**AIM OF THE EXERCISE**
Each line below should be written out again without any change.

[Stored data entries]
☆ ☆ ☆ ☆ ☆

PR #3305, opened 2022-02-04
Standardize feature importance for estimators

### LINKED ISSUE #3183: Standardize Feature Importance Return
For estimators like the recently added Exponential Smoothing Regressor, feature importance is not defined.  We've been returning a numpy array of zeros for the last few estimators we've added that are similar.  It would be nice to perhaps define a fixture in conftest.py with that array of zeroes and refactor all the `test_feature_importance` unit tests to use this fixture.

This is currently done in KNN, ARIMA, prophet, Vowpal (different return).

angela97lin:
Closes #3183

### DIFF
--- a/evalml/model_understanding/graphs.py
+++ b/evalml/model_understanding/graphs.py
@@ -1526,7 +1526,7 @@ def get_linear_coefficients(estimator, features=None):
             "before using this estimator."
         )
     coef_ = estimator.feature_importance
-    coef_ = pd.Series(coef_, name="Coefficients")
+    coef_.name = "Coefficients"
     coef_.index = features
     coef_ = coef_.sort_values()
     coef_ = pd.Series(estimator._component_obj.intercept_, index=["Intercept"]).append(
--- a/evalml/model_understanding/graphs.py
+++ b/evalml/model_understanding/graphs.py
@@ -1526,7 +1526,8 @@ def get_linear_coefficients(estimator, features=None):
             "before using this estimator."
         )
     coef_ = estimator.feature_importance
-    coef_ = pd.Series(coef_, name="Coefficients", index=features)
+    coef_ = pd.Series(coef_, name="Coefficients")
+    coef_.index = features
     coef_ = coef_.sort_values()
     coef_ = pd.Series(estimator._component_obj.intercept_, index=["Intercept"]).append(
         coef_
--- a/evalml/tests/component_tests/test_estimators.py
+++ b/evalml/tests/component_tests/test_estimators.py
@@ -359,3 +359,28 @@ def test_estimator_fit_predict_and_predict_proba_respect_custom_indices(
         )
     X_pred = estimator.predict(X)
     pd.testing.assert_index_equal(X_original_index, X_pred.index, check_names=True)
+
+
+@pytest.mark.parametrize("estimator_class", _all_estimators())
+@pytest.mark.parametrize(
+    "problem_type",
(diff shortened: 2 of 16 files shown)


evalml/model_understanding/graphs.py
```diff
@@ -1526,7 +1526,8 @@ def get_linear_coefficients(estimator, features=None):
             "before using this estimator."
         )
     coef_ = estimator.feature_importance
-    coef_ = pd.Series(coef_, name="Coefficients", index=features)
+    coef_ = pd.Series(coef_, name="Coefficients")
```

☆ ☆ ☆ ☆ ☆

**EXERCISE ANSWER**
PR #3305, opened 2022-02-04
Standardize feature importance for estimators

### LINKED ISSUE #3183: Standardize Feature Importance Return
For estimators like the recently added Exponential Smoothing Regressor, feature importance is not defined.  We've been returning a numpy array of zeros for the last few estimators we've added that are similar.  It would be nice to perhaps define a fixture in conftest.py with that array of zeroes and refactor all the `test_feature_importance` unit tests to use this fixture.

This is currently done in KNN, ARIMA, prophet, Vowpal (different return).

angela97lin:
Closes #3183

### DIFF
--- a/evalml/model_understanding/graphs.py
+++ b/evalml/model_understanding/graphs.py
@@ -1526,7 +1526,7 @@ def get_linear_coefficients(estimator, features=None):
             "before using this estimator."
         )
     coef_ = estimator.feature_importance
-    coef_ = pd.Series(coef_, name="Coefficients")
+    coef_.name = "Coefficients"
     coef_.index = features
     coef_ = coef_.sort_values()
     coef_ = pd.Series(estimator._component_obj.intercept_, index=["Intercept"]).append(
--- a/evalml/model_understanding/graphs.py
+++ b/evalml/model_understanding/graphs.py
@@ -1526,7 +1526,8 @@ def get_linear_coefficients(estimator, features=None):
             "before using this estimator."
         )
     coef_ = estimator.feature_importance
-    coef_ = pd.Series(coef_, name="Coefficients", index=features)
+    coef_ = pd.Series(coef_, name="Coefficients")
+    coef_.index = features
     coef_ = coef_.sort_values()
     coef_ = pd.Series(estimator._component_obj.intercept_, index=["Intercept"]).append(
         coef_
--- a/evalml/tests/component_tests/test_estimators.py
+++ b/evalml/tests/component_tests/test_estimators.py
@@ -359,3 +359,28 @@ def test_estimator_fit_predict_and_predict_proba_respect_custom_indices(
         )
     X_pred = estimator.predict(X)
     pd.testing.assert_index_equal(X_original_index, X_pred.index, check_names=True)
+
+
+@pytest.mark.parametrize("estimator_class", _all_estimators())
+@pytest.mark.parametrize(
+    "problem_type",
(diff shortened: 2 of 16 files shown)


evalml/model_understanding/graphs.py
```diff
@@ -1526,7 +1526,8 @@ def get_linear_coefficients(estimator, features=None):
             "before using this estimator."
         )
     coef_ = estimator.feature_importance
-    coef_ = pd.Series(coef_, name="Coefficients", index=features)
+    coef_ = pd.Series(coef_, name="Coefficients")
```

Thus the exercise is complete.